We also projected 9 quantitative trait locus (QTL), which were previously demonstrated to be associated with resistance by BSA analyses, onto the CLR result (Supplementary Data 18, Fig. 8). We found that P1 and P3 coincided with a pyrethroid (bifenthrin)-resistance QTL and a shared QTL associated with amitraz and chlorfenapyr resistance, respectively. The pyrethroid (bifenthrin)-resistance QTL located on Chromosome 1 has a broad range (16.1–17.4 Mb) and spans a region of more than 250 genes, including 3 Glutathione S-transferases and 4 ABC transporters previously reported to be involved in the detoxification process39. The shared QTL associated with amitraz and chlorfenapyr resistance was located at 20.85–21.08 Mb on Chromosome 1, which involves 13 cytochrome P450 genes of the CYP392A family, a carboxyl/cholinesterase (CCE20, tetur03g00310), a short-chain reductase (tetur03g00300), and a cluster of four nuclear hormone receptors53. In addition, a second amitraz-resistance QTL and an abamectin-resistance QTL also exhibited signals of selective sweep. The second amitraz-resistance QTL was located at ∼3.008 Mb on Chromosome 3, in which multiple genes coding for cytochrome P450 enzymes of the CYP392A family were present, with CYP392A10v2 (tetur02g14400) being the most centrally located in the peak53. The abamectin-resistance QTL was located at ~6.6 Mb on Chromosome 3, which involved two genes encoding degenerin/Epithelial Na + channels (ENaCs), 19 genes encoding chemosensory receptors, and a gene encoding an inositol monophosphatase-like enzyme (tetur02g06900)54.
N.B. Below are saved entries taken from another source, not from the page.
PR #1347, opened 2016-03-08
Add execinfo library for *BSD systems

nrTQgc:
Need -lexecinfo for runtime/druntime/src/core/sys/*bsd/execinfo.d
E.g see
[backtrace](http://www.freebsd.org/cgi/man.cgi?query=backtrace&apropos=0&sektion=3&manpath=FreeBSD+11-current&format=html)


kinke:
Thanks. Required for NetBSD too, so I guess it's safe to require it for all BSD flavours. @redstar ltsmaster or master?

redstar:
IMHO ltsmaster is better. I merge this.

JohanEngelen:
I don't quite understand. This PR adds the flags to the D compiler command that builds of LDC itself, not to the compiled LDC (so it does not apply to ltsmaster). Is LDC's D source using execinfo and is this needed when building LDC?

Shouldn't this be added to LDC's linker.cpp `linkObjToBinaryGcc(...)` instead?  Or perhaps better is to add the library as a `pragma(lib, ...)` in `execinfo.d`?

nrTQgc:
Some strange issue. I had problem with backtrace call from execinfo module. I believe it was inside some test. But now everything is OK. I suppose problem disappears after `make install` for master LDC, Early I used old LDC for compiling new LDC.

I suppose this pull request should be rejected. Thanks @JohanEngelen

In the remaining selective peaks, detoxification, excretion and chemoreception-related genes were also found, including carboxyl/cholinesterase (at P2, P8; Supplementary Data 10, 16), cytochrome P450 (at P2; Supplementary Data 10), ABC-transporter (at P2; Supplementary Data 10), solute carriers (at P4; Supplementary Data 12), major facilitator superfamily (at P2; Supplementary Data 10), intradiol ring-cleavage dioxygenase (at P8; Supplementary Data 16), gustatory receptor (at P7, P8; Supplementary Data 15, 16). Notably, these genes are not clearly associated with pesticide use.